И такое неподдельное сожаление было в голосе, что Михаил сразу поверил; старый кадровый мастер «выдохся». А позже ему рассказали, что мастер-то был одним из лучших на стройке. Справедливый, но резкий в разговорах.

— Знаешь, чем кончилась история со строительством ветки? — спросил Михаил. Предвкушая удивление жены, выдержал паузу. Варя спросила нетерпеливо:

— Чем?

— А вот чем. Мы с одним прорабом написали об этом в стенную газету, а заметку прочитал управляющий. Поговаривают, что у Подойникова обнаружили и другие грешки, так что его могут снять.

Варенька оживилась. Зачерпнула в пригоршню воды, плеснула на Михаила и, капризно вытянув губы, сказала:

— У-у, нехороший… Молчал…

— Я тебе давно говорил, что Подойников не прав, — обрадованно подхватил Михаил и шутливо добавил: — А ты все не веришь, что муж у тебя гениальный.

— Гениальный… банальный… — начала дурачась поддразнивать Варенька. Ей опять стало весело. — Может, тебя на место Подойникова назначат?

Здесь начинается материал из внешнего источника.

PR #2453, opened 2024-09-11
compiler: Minor tweaks for elastic code gen

FabioLuporini:


devito/arch/compiler.py
```diff
@@ -687,6 +687,10 @@ def __init_finalize__(self, **kwargs):
         if not configuration['safe-math']:
             self.cflags.append('--use_fast_math')
 
+        # Optionally print out per-kernel shared memory and register usage
+        if configuration['profiling'] == 'advanced2':
```
georgebisbas, line 691: cool!

georgebisbas (commented):
How is this affecting elastic?
Code is the same as I understand, do we get faster compilation?

devito/types/basic.py
```diff
@@ -490,6 +491,11 @@ def _cache_key(cls, *args, **kwargs):
         # From the kwargs
         key.update(kwargs)
 
+        # Any missing __rkwargs__ along with their default values
+        params = inspect.signature(cls.__init_finalize__).parameters
```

Михаил досадливо качнул головой, откинул назад волосы и с недоумением, будто отвечая на какие-то свои мысли, проговорил:

— Какая ты, Варя, странная…

Остаток дня провели на небольшом мысу, рядом с большими деревянными мостиками. Михаил читал, Варенька играла в волейбол.

Вернулись поздно. Михаилу было грустно. Всю дорогу и дома его преследовало ощущение, будто из прежней жизни что-то безвозвратно уходит. И такое, чего не вернуть ни улыбкой, ни лаской…

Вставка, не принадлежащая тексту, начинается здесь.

PR #2521, opened 2025-01-20
compiler: Blocking dims for subdims now use name of root

EdCaunt:
Draft for now. Pushing to spin CI.

Nominally means that introducing a MultiSubDomain won't result in different block names

### DIFF
--- a/devito/passes/clusters/blocking.py
+++ b/devito/passes/clusters/blocking.py
@@ -354,7 +354,7 @@ class SynthesizeBlocking(Queue):
             except KeyError:
                 pass
 
-        base = self.sregistry.make_name(prefix=d.name)
+        base = self.sregistry.make_name(prefix=d.root.name)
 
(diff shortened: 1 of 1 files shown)


devito/passes/clusters/blocking.py
```diff
@@ -366,7 +366,7 @@ def _derive_block_dims(self, clusters, prefix, d, blk_size_gen):
             bd = BlockDimension(name, bd, bd, bd + bd.step - 1, size=step)
             block_dims.append(bd)
 
-        bd = BlockDimension(d.name, bd, bd, bd + bd.step - 1, 1, size=step)
+        bd = BlockDimension(d.root.name, bd, bd, bd + bd.step - 1, 1, size=step)
```
mloubout, line 369: Shouldn't this be done in the abridge pass

georgebisbas (commented):
Tests failing for the names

Подойникова не уволили. По-прежнему он ходил по стройке своей медвежьей походкой, широко отставляя локти и сдвинув на правое ухо серую, в пятнах, фуражку. Кто-то переиначил старую поговорку на новый лад: «С экскаватором не тянись, с Подойниковым не дерись», — и она теперь гуляла по участкам, вызывая злые замечания рабочих.

Говорили, что Подойников, прочитав заметку, произнес:

— Дерябин постарался. С заметки желтый яд каплет…

Михаил решил пока ничего не рассказывать Вареньке. За последнее время она воспринимала все болезненно.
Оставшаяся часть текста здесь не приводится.